Required work
Once the line containing "The schema says" is found in the records below, return it and each following line exactly, up to and including the line containing "It needs two", and nothing else.

____ Given data

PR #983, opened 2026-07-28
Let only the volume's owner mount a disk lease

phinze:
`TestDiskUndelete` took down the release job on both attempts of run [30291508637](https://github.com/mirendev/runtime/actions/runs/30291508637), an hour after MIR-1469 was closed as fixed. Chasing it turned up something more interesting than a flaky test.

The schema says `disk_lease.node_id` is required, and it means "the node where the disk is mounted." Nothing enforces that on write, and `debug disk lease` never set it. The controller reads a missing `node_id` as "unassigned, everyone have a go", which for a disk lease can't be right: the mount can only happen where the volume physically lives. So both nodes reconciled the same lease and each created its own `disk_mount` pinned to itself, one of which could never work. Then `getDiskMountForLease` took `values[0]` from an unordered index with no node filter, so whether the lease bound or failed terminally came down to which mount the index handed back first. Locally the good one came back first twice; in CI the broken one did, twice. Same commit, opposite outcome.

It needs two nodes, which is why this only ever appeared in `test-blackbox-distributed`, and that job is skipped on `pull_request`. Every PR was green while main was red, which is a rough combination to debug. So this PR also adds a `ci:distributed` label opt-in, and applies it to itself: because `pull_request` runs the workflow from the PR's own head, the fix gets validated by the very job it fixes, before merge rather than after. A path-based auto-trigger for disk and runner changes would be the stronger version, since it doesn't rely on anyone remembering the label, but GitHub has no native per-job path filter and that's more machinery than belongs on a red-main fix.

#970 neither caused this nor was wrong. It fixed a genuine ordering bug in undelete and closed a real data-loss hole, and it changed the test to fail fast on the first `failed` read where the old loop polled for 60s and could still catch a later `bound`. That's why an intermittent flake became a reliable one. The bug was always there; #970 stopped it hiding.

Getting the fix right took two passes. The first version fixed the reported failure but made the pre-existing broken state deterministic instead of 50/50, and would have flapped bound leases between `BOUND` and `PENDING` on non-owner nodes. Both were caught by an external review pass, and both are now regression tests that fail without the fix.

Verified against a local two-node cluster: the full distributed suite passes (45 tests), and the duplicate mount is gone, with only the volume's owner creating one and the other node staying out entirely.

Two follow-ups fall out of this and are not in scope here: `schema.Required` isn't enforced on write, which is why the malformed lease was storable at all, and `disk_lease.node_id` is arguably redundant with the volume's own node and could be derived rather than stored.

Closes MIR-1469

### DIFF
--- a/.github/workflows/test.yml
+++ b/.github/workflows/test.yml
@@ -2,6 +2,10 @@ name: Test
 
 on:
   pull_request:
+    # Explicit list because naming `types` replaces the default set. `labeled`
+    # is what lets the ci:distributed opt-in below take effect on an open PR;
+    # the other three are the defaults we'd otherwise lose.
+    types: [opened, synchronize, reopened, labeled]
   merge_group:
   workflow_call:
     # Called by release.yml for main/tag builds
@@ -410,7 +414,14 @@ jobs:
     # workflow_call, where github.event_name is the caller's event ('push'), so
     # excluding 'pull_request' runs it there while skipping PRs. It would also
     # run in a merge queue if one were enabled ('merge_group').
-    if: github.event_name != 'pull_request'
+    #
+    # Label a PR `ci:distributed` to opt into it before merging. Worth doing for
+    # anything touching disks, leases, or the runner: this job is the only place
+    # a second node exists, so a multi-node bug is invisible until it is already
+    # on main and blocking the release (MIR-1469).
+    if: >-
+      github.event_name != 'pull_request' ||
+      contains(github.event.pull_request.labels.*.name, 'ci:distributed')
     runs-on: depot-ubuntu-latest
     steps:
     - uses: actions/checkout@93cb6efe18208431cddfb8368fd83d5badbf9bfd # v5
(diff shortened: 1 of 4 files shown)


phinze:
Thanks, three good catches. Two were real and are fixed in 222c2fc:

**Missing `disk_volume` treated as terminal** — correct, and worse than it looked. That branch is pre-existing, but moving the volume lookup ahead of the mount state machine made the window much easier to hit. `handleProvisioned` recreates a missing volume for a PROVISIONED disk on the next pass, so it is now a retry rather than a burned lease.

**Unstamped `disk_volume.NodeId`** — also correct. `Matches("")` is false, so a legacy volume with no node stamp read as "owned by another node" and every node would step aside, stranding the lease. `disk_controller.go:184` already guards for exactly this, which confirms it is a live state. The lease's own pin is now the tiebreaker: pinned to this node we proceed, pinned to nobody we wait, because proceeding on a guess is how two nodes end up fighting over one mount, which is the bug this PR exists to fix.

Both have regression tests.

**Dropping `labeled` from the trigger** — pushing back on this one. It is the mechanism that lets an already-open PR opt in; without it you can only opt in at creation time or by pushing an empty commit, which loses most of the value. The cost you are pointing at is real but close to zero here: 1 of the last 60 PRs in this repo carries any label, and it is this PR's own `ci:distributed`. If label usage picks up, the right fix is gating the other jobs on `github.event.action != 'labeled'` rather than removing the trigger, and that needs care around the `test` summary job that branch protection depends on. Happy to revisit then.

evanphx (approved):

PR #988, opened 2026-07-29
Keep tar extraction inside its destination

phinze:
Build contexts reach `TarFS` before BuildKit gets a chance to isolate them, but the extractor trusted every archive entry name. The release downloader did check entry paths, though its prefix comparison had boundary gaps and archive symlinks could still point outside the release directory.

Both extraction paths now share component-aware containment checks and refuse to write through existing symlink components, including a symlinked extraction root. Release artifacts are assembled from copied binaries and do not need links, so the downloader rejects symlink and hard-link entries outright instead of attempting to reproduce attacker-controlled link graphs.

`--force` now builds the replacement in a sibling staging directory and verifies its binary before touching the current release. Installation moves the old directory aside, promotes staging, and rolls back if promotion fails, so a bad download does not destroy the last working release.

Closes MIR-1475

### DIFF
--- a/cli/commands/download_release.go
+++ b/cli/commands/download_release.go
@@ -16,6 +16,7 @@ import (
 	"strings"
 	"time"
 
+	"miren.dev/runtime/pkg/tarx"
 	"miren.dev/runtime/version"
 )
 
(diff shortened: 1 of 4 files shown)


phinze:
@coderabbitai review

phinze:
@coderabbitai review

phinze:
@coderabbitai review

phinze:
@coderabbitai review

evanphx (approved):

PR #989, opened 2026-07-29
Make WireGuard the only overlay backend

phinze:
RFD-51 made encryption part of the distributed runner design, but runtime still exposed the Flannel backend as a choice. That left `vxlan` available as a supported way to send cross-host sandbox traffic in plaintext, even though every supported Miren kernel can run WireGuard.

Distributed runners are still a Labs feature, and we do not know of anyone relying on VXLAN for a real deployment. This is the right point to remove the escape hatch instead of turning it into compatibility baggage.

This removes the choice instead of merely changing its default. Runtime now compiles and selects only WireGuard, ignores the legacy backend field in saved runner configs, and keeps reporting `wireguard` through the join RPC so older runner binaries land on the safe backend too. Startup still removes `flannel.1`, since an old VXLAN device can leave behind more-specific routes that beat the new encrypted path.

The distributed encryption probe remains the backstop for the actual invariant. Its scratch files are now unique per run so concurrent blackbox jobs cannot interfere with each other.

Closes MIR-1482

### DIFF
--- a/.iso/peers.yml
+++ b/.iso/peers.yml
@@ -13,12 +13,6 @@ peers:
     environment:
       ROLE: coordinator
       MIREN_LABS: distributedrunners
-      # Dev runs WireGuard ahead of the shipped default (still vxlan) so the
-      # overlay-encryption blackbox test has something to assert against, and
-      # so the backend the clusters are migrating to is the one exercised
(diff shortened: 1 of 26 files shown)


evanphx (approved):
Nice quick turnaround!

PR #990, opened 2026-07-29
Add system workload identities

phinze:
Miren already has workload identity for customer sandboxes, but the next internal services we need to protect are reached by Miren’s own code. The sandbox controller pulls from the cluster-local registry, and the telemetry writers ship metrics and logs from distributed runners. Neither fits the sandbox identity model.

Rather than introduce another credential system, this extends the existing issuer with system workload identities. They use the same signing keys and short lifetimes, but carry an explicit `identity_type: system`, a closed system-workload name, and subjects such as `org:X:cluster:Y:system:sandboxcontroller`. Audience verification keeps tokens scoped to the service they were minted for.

________

Output for this task
The schema says `disk_lease.node_id` is required, and it means "the node where the disk is mounted." Nothing enforces that on write, and `debug disk lease` never set it. The controller reads a missing `node_id` as "unassigned, everyone have a go", which for a disk lease can't be right: the mount can only happen where the volume physically lives. So both nodes reconciled the same lease and each created its own `disk_mount` pinned to itself, one of which could never work. Then `getDiskMountForLease` took `values[0]` from an unordered index with no node filter, so whether the lease bound or failed terminally came down to which mount the index handed back first. Locally the good one came back first twice; in CI the broken one did, twice. Same commit, opposite outcome.

It needs two nodes, which is why this only ever appeared in `test-blackbox-distributed`, and that job is skipped on `pull_request`. Every PR was green while main was red, which is a rough combination to debug. So this PR also adds a `ci:distributed` label opt-in, and applies it to itself: because `pull_request` runs the workflow from the PR's own head, the fix gets validated by the very job it fixes, before merge rather than after. A path-based auto-trigger for disk and runner changes would be the stronger version, since it doesn't rely on anyone remembering the label, but GitHub has no native per-job path filter and that's more machinery than belongs on a red-main fix.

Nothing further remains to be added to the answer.